Graphic wunderkind Simon Spruyt is back with a historical drama featuring brotherly rivalry set in late 19th-century Prussia. But will it reach the same high threshold as his previous graphic novel, SGF?
The Von Schlitts are a noble family in decline. The father is a war hero whose glory days are far behind him, the mother is an old-school aristocrat pining away in a health sanitorium in Davos, the youngest son is seen as a hopeless wastrel and the eldest is training to be a proud Prussian soldier.
But when the youngest, Ludwig, finds his peculiar talent at the military academy and the eldest, Oswald, declines into inner chaos, the roles are seemingly reversed.
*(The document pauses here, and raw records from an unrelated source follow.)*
PR #3432, opened 2023-03-21
CORE-11502: use new schema for wrapping keys, signing keys,  and config schema

dickon:
Behaviour change: use the tenant ID specified by the context parameter when creating a wrapping key, rather than always storing wrapping keys in the CRYPTO tenant in the cluster datbaase. 

Split out wrapping key material into its own table so that we can store multiple representations at once, for later use during key rotation when that is implemented. (Allowing easy joins motivated the behaviour change on where the wrapping keys are stored, but the behaviour change itself is appropriate.)

Add a rotation date column in the wrapping keys, initially set to a long time in the future. Nothing yet checks the rotation date.

Allow a set of root wrapping keys to be passed into the crypto processor, with one selected to be the default. This required supporting secrets in arrays during validation.

Now that we have removed all OSGi and Lifecycle logic from the repository layer of the crypto processor it it possible to have fast integration tests that consturct an in-memory database directly and exercise the repository layer code, and can be debugged without needing to go multi-process. So, rework the RepositoryTests like that. Take the opportunity to group them according to the repository class they are testing, in the standard structure.

Stop allowing querying the signing repository by master key alias (aka the warpping key), since it is possible with the new strucutre that there are multiple master keys for the same signing key.

Use data classes for the *Info DTOs, and take care over their equqals and hashCode methods where ByteArray is concerned. 

Make the repository operations return the DTO, to align better with other JPA code in Corda. This might sometimes make calling code more compact since it can use the Fluent style.

Disable certain PersistenceTests for now, which are mostly duplicates of the fast new non-OSGi integration tests.

Disable unit tests for the SigningRepository, since their mocking requires updates.

Add some tracing code (at trace log level) for wrapping key handling.

Fix typo in TestWrappingRepoitory filename.


components/crypto/crypto-persistence-model/src/main/kotlin/net/corda/crypto/persistence/db/model/SigningKeyEntity.kt
```diff
@@ -22,20 +20,24 @@ import javax.persistence.Table
...
 @Table(name = DbSchema.CRYPTO_SIGNING_KEY_TABLE)
-@IdClass(SigningKeyEntityPrimaryKey::class)
 @Suppress("LongParameterList")
 class SigningKeyEntity(
+    /*
+     * Synthetic UUID of the key pair
+     */
+    @Id
+    @Column(name = "id", nullable = false, updatable = false)
+    var id: UUID,
```
driessamyn: I think the `id` one is the only one that can be `val` rather than `var` (probably doesn't matter too much though).

components/crypto/crypto-persistence-model/src/main/kotlin/net/corda/crypto/persistence/db/model/SigningKeyEntity.kt
```diff
@@ -22,20 +20,24 @@ import javax.persistence.Table
...
 @Entity
 @Table(name = DbSchema.CRYPTO_SIGNING_KEY_TABLE)
-@IdClass(SigningKeyEntityPrimaryKey::class)
 @Suppress("LongParameterList")
 class SigningKeyEntity(
+    /*
+     * Synthetic UUID of the key pair
+     */
+    @Id
+    @Column(name = "id", nullable = false, updatable = false)
```
driessamyn: I think `updatable = false` is redundant here (but probably does no harm)

components/crypto/crypto-persistence-model/src/main/kotlin/net/corda/crypto/persistence/db/model/SigningKeyEntity.kt
```diff
@@ -48,8 +50,14 @@ class SigningKeyEntity(
...
-    @Column(name = "timestamp", nullable = false, updatable = false)
-    var timestamp: Instant,
+    @Column(name = "created", nullable = false)
+    var created: Instant,
+
+    /**
+     * When the key was last accessed.
+     */
+    @Column(name = "accessed", nullable = false)
+    var accessed: Instant,
```
driessamyn: As per API PR. I really don't think this should be on this table.

It means it has to be updated each time it is queried, but it is also confusing. Do we count, for example, the times the key was used from cache?

components/crypto/crypto-persistence-model/src/main/kotlin/net/corda/crypto/persistence/db/model/SigningKeyMaterialEntity.kt
```diff
@@ -0,0 +1,62 @@
...
+     * Time signigng key material was created
+     */
+    @Column(name = "created", nullable = false)
+    var created: Instant,
+
+    /**
+     * Last time this signing key material was unwrapped
+     */
+    @Column(name = "accessed", nullable = false)
+    var accessed: Instant,
```
driessamyn: As above.

components/crypto/crypto-persistence-model/src/main/kotlin/net/corda/crypto/persistence/db/model/WrappingKeyEntity.kt
```diff
@@ -14,21 +15,34 @@ import javax.persistence.Table
  * The records are immutable.
  */
 @Entity
+@Suppress("LongParameterList")
 @Table(name = DbSchema.CRYPTO_WRAPPING_KEY_TABLE)
 class WrappingKeyEntity(
+    @Id
+    @Column(name = "id", nullable = false, updatable = false, length = 64)
```
driessamyn: length and updatable are redundant.

Probably doesn't do harm, but length is not consistent with the other UUID columns.

components/crypto/crypto-persistence-model/src/main/kotlin/net/corda/crypto/persistence/db/model/WrappingKeyEntity.kt
```diff
@@ -42,11 +56,30 @@ class WrappingKeyEntity(
     var algorithmName: String,
 
     /**
-     * Key material for the wrapping key. It's encrypted by by another key which is obtained through the configuration.
+     * Key material for the wrapping key. It's encrypted by another wrapping key.
      */
     @Column(name = "key_material", nullable = false, updatable = false, columnDefinition = "BLOB")
```
driessamyn, line 55: `columnDefinition = "BLOB"` is incorrect here because the table definition is a VARBINARY.
BLOB type is different, can be off any size and in most DBs is stored differently.

components/crypto/crypto-persistence/src/main/kotlin/net/corda/crypto/persistence/SigningWrappedKeySaveContext.kt
```diff
@@ -6,7 +6,7 @@ import net.corda.crypto.cipher.suite.schemes.KeyScheme
 @Suppress("LongParameterList")
 class SigningWrappedKeySaveContext(
     val key: GeneratedWrappedKey,
-    val masterKeyAlias: String?,
+    val masterKeyAlias: String?, // TODO rename wrappingKeyAlias
```
driessamyn, line 9: Did you mean to leave todo in here?

components/crypto/crypto-service-impl/src/test/kotlin/net/corda/crypto/service/impl/infra/TestSigningRepository.kt
```diff
@@ -114,13 +114,11 @@ class TestSigningRepository: SigningRepository {
             SigningKeyOrderBy.CATEGORY -> filtered.sortedBy { it.category }
             SigningKeyOrderBy.SCHEME_CODE_NAME -> filtered.sortedBy { it.schemeCodeName }
             SigningKeyOrderBy.ALIAS -> filtered.sortedBy { it.alias }
-            SigningKeyOrderBy.MASTER_KEY_ALIAS -> filtered.sortedBy { it.masterKeyAlias }
```
driessamyn, line 117: Not really specific to this PR, but this class is a bit weird. You're basically re-implementing DB behaviour which probably doesn't have much value. 
All this should be covered by integration tests against the in-memory DB, and the repository itself should be able to be mocked out.
I don't think we don anything like this elsewhere.

components/crypto/crypto-softhsm-impl/src/main/kotlin/net/corda/crypto/softhsm/impl/SigningRepositoryImpl.kt
```diff
@@ -183,37 +245,51 @@ class SigningRepositoryImpl(
...
         tenantId = tenantId,
         category = category,
         alias = alias,
         hsmAlias = hsmAlias,
         publicKey = publicKey,
-        keyMaterial = keyMaterial,
+        keyMaterial = signingKeyMaterialEntity?.keyMaterial,
         schemeCodeName = schemeCodeName,
-        masterKeyAlias = masterKeyAlias,
+        masterKeyAlias = wrappingKey?.alias,
```
driessamyn, line 284: When are these ever null?

components/crypto/crypto-softhsm-impl/src/main/kotlin/net/corda/crypto/softhsm/impl/SigningRepositoryImpl.kt
```diff
@@ -72,72 +79,124 @@ class SigningRepositoryImpl(
...
+                    .setMaxResults(1).resultList.singleOrNull()
+                    ?.let {
+                        it.id
+                    }
+            } ?: throw InvalidParamsException("unable to find master wrapping key ${context.masterKeyAlias}")
+        }
+
+        val materialEntity = SigningKeyMaterialEntity(
+            signingKeyId = keyMainId,
+            wrappingKeyId = wrappingKeyId,
```
driessamyn, line 121: I'm surprised this works because the EM has been closed. If you persist a graph that has a one-to-many or many-to-one relationship, you should do this within a single EM so that they exist in the same session.

I think this works because you are setting the ID, but the JPA way would be to set the the `WrappingKey` object, not the ID.

components/crypto/crypto-softhsm-impl/src/test/kotlin/net/corda/crypto/softhsm/impl/SigningRepositoryTest.kt
```diff
@@ -154,37 +168,46 @@ class SigningRepositoryTest {
...
-            mock { on { hash(any<ByteArray>(), any()) } doReturn hash },
-            mock(),
-        )
-
-        repo.lookupByPublicKeyHashes(keys)
-
-        assertThat(tenantCap.allValues.single()).isEqualTo("tenant")
-        assertThat(fullIdsCap.allValues.single()).isEqualTo(listOf(hashA.toString(), hashB.toString()))
-    }
+//    @Test
```
driessamyn: Is this meant to be commented out?

libs/crypto/crypto-config-impl/src/main/kotlin/net/corda/crypto/config/impl/CryptoConfigUtils.kt
```diff
@@ -271,6 +272,10 @@ fun createDefaultCryptoConfig(wrappingKeyPassphrase: Any, wrappingKeySalt: Any):
                 )
             )
         )
+        .withValue("defaultWrappingKey", ConfigValueFactory.fromAnyRef("root1"))
```
driessamyn: Is this right?

components/crypto/crypto-persistence-impl/src/integrationTest/kotlin/net/corda/crypto/persistence/impl/tests/PersistenceTests.kt
driessamyn, line 1: Does this need to be an OSGi test?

However, the fractured psyche of the Von Schlitts is not so easily overcome.
Belgian creator Simon Spruyt is one of a select troupe of artists that I always keep my eye on. In Junker – A Prussian Blues, he explores the themes of a slowly disappearing bourgeois family by following two sons. (Spruyt focuses solely on this family, to the degree that all other characters in the graphic novel are visually relegated to wearing blank faces.)
The story mostly targets the youngest brother, Ludwig. Spruyt’s social commentary is translated into the contrast between the two brothers, Ludwig being the eternal thinker and Oswald being firmly embedded in the military and class system of the age.
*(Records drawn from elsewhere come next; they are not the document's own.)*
PR #3439, opened 2023-03-21
CORE-11833 - add metric for fiber serialization and deserialization

conal-smith:
Acquired the following data from these metrics:

image

### DIFF
--- a/components/flow/flow-service/src/main/kotlin/net/corda/flow/fiber/FlowFiberImpl.kt
+++ b/components/flow/flow-service/src/main/kotlin/net/corda/flow/fiber/FlowFiberImpl.kt
@@ -136,7 +136,7 @@ class FlowFiberImpl(
             log.trace { "Parking..." }
             val fiberState = CordaMetrics.Metric.FlowFiberSerializationTime.builder()
                 .forVirtualNode(getExecutionContext().flowCheckpoint.holdingIdentity.shortHash.toString())
-                .withTag(CordaMetrics.Tag.FlowId, getExecutionContext().flowCheckpoint.flowId)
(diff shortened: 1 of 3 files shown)


components/flow/flow-service/src/main/kotlin/net/corda/flow/fiber/FlowFiberImpl.kt
```diff
@@ -224,8 +231,6 @@ class FlowFiberImpl(
         getExecutionContext().currentSandboxGroupContext.remove()
     }
 
-    private fun Throwable.isUnrecoverable(): Boolean = this is VirtualMachineError && this !is StackOverflowError
```
sprintengine, line 227: This is unused, intellij checks wouldn't let me make this commit without removing this!

libs/metrics/src/main/kotlin/net/corda/metrics/CordaMetrics.kt
```diff
@@ -46,6 +46,16 @@ object CordaMetrics {
...
 
+        /**
+         * Metric for flow fiber serialization.
+         */
+        object FlowFiberSerializationTime : Metric<Timer>("flow.fiber.serialization.time", Metrics::timer)
+
+        /**
+         * Metric for flow fiber deserialization.
+         */
+        object FlowFiberDeserializationTime : Metric<Timer>("flow.fiber.deserialization.time", Metrics::timer)
```
sprintengine, line 57: Decided to have two separate metrics for serialization and deserialization, rather than one "flow.fiber.time" metric with "serialization" and "deserialization" direction labels.

davidcurrie (dismissed):
LGTM

JamesHR3 (approved):

PR #3441, opened 2023-03-22
CORE-11709: Remove HsmStore from usage in favour of CryptoRepository

fowlerrr:
PersistenceTests has also been moved to a more appropriate location


components/crypto/crypto-service-impl/src/integrationTest/kotlin/net/corda/crypto/persistence/impl/tests/PersistenceTests.kt
```diff
@@ -1,5 +1,6 @@
 package net.corda.crypto.persistence.impl.tests
```
dickon, line 1: Should the package name have changed to match the new code structure? Not necessarily worth waiting for a new green build to fix on this PR since I would be fine with merging it like this then fixing later.

fowlerrr: It's nowhere near green.  Some of the tests written around this expected way to much "real" stuff and are proving difficult. I'll fix it.

dickon (approved):
LGTM, other than the nitpick over package name we can fix in a later PR.

components/crypto/crypto-service-impl/src/integrationTest/kotlin/net/corda/crypto/persistence/impl/tests/PersistenceTests.kt
fowlerrr: Wait.  The package name matches.

fowlerrr:
This is proving difficult because of how many tests rely on HSMStore and expect it.  So I'm going to invert the logic for now and make the HSMStore itself use the CryptoRepository.  That's a more minimal change and we can plan to migrate services away from HSMStore later.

Despite its historical and militaristic setting, however, Junker is the coming-of-age tale of Ludwig. This is firmly his story, it is his lifeline that is being set out and it is all about the challenges that he comes across. When following the obligatory path for any son of an aristocratic war hero, via military academy, his life is challenged in an unexpected way and he encounters something that finally brings some semblance of order to his life. Telling you what would spoil the book, though.
What matters is that Spruyt manages to convey the conflicted nature of both Ludwig and the society he inhabits. “I am a Von Schlitt”, he exclaims, “but what is a Von Schlitt?” This is the axis of the book, and though the answer maybe won’t be liked by either Ludwig or the reader, Spruyt manages to detail this process and make it believable (although he could have delved a bit more into Ludwig’s psyche to raise the GN to a higher level). Junker ends at being not unlike a thoroughly enjoyable young adult novel, but fails to raise itself to a more complex level.
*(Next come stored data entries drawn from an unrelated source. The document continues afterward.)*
PR #3443, opened 2023-03-22
CORE-10794 Uniqueness metrics

relyafi:
### Summary

Metrics have been added to provide an insight into uniqueness processing. These have been added at 3 levels:

- The uniqueness checker client (metrics starting with `ledger.uniqueness.client`), which are metrics captured from the perspective of a notary virtual node notarisation flow, making uniqueness check requests
- Uniqueness checker (metrics starting with `uniqueness.checker`), which are metrics relating to the business logic / processing of uniqueness check requests
- Backing store (metrics starting with `uniqueness.backingstore`), which are metrics relating to the low level access and operations against the uniqueness database.

For full details, please see https://github.com/corda/platform-eng-design/blob/master/core/corda-5/corda-5.0/notary/metrics-design-c5.0/index.md

Other changes that have been made as part of this PR:

- A new "Uniqueness" section of the development Grafana dashboard has also been added to provide a visualisation of these metrics.
- All `Timer` metrics, both existing and new, have been updated to publish 50th, 95th and 99th percentile information.

### Testing

The backing store logic was modified to inject random `EntityExistsException` failures, to allow testing of the backing store retry and error metrics, as these cannot easily be invoked under normal running conditions. Metrics were observed to update correctly as part of these changes. Example panel data:

metrics1
metrics2
metrics3

### DIFF
--- a/components/uniqueness/backing-store-impl/src/main/kotlin/net/corda/uniqueness/backingstore/impl/JPABackingStoreImpl.kt
+++ b/components/uniqueness/backing-store-impl/src/main/kotlin/net/corda/uniqueness/backingstore/impl/JPABackingStoreImpl.kt
@@ -14,6 +14,7 @@ import net.corda.lifecycle.RegistrationStatusChangeEvent
 import net.corda.lifecycle.StartEvent
 import net.corda.lifecycle.StopEvent
 import net.corda.lifecycle.createCoordinator
+import net.corda.metrics.CordaMetrics
 import net.corda.orm.JpaEntitiesRegistry
 import net.corda.orm.JpaEntitiesSet
 import net.corda.uniqueness.backingstore.BackingStore
@@ -42,13 +43,14 @@ import org.osgi.service.component.annotations.Component
 import org.osgi.service.component.annotations.Reference
 import org.slf4j.Logger
 import org.slf4j.LoggerFactory
+import java.time.Duration
+import java.time.Instant
 import javax.persistence.EntityExistsException
 import javax.persistence.EntityManager
 import javax.persistence.OptimisticLockException
 import javax.persistence.RollbackException
 
 @Suppress("ForbiddenComment")
-// TODO: Reimplement metrics, config
 /**
  * JPA backing store implementation, which uses a JPA compliant database to persist data.
  */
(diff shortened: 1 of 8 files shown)


relyafi:
@davidcurrie ideally I'd rather have "delta" rather than "running total" graphs for some of these metrics, but I was unable to get the delta / increase functionality in the prometheus query to work properly (it would often report 0 incorrectly). It seemed to be because the series were going out of existence when no data was reported due to using tag filtering. If you have any suggestions on how to make this work, it would be appreciated.

components/uniqueness/backing-store-impl/src/main/kotlin/net/corda/uniqueness/backingstore/impl/JPABackingStoreImpl.kt
```diff
@@ -42,13 +43,14 @@ import org.osgi.service.component.annotations.Component
...
 import org.slf4j.Logger
 import org.slf4j.LoggerFactory
+import java.time.Duration
+import java.time.Instant
 import javax.persistence.EntityExistsException
 import javax.persistence.EntityManager
 import javax.persistence.OptimisticLockException
 import javax.persistence.RollbackException
 
 @Suppress("ForbiddenComment")
```
davidcurrie, line 53: Can this go now?

components/uniqueness/uniqueness-checker-impl/src/main/kotlin/net/corda/uniqueness/checker/impl/BatchedUniquenessCheckerImpl.kt
```diff
@@ -217,21 +242,53 @@ class BatchedUniquenessCheckerImpl(
                                 }
                             )
                         )
+
+                        // IsDuplicate tag is omitted, as we do not have the information to deduce this in
+                        // an unhandled exception scenario
+                        CordaMetrics.Metric.UniquenessCheckerRequestCount
+                            .builder()
+                            .withTag(CordaMetrics.Tag.SourceVirtualNode, cordaHoldingIdentity.shortHash.toString())
+                            .withTag(CordaMetrics.Tag.ResultType, "UniquenessCheckResultUnhandledException")
```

Drawing with a brush and colouring with ecoline, in a brighter version of Prussian blue, Spruyt re-invents himself all over. While in SGF – a book that itself featured a plethora of drawing styles – his line was hard and more straight, Junker displays a fluid line. It is an exercise in cropping images for interesting compositions, in distilling the minimal essential elements for a panel to work. Artistically speaking, it is a masterwork.
Writer and artist Simon Spruyt is one of that rare breed of artist that can fulfil two functions. Junker – A Prussian Blues features a well-thought-out coming-of-age story in a historical setting, coupled with spectacular art from an artistic chameleon. It’s well worth your time.
Junker – A Prussian Blues by Simon Spruyt is published in Dutch by Bloan. It is a full-colour hardcover counting 192 pages and retailing for €24,95.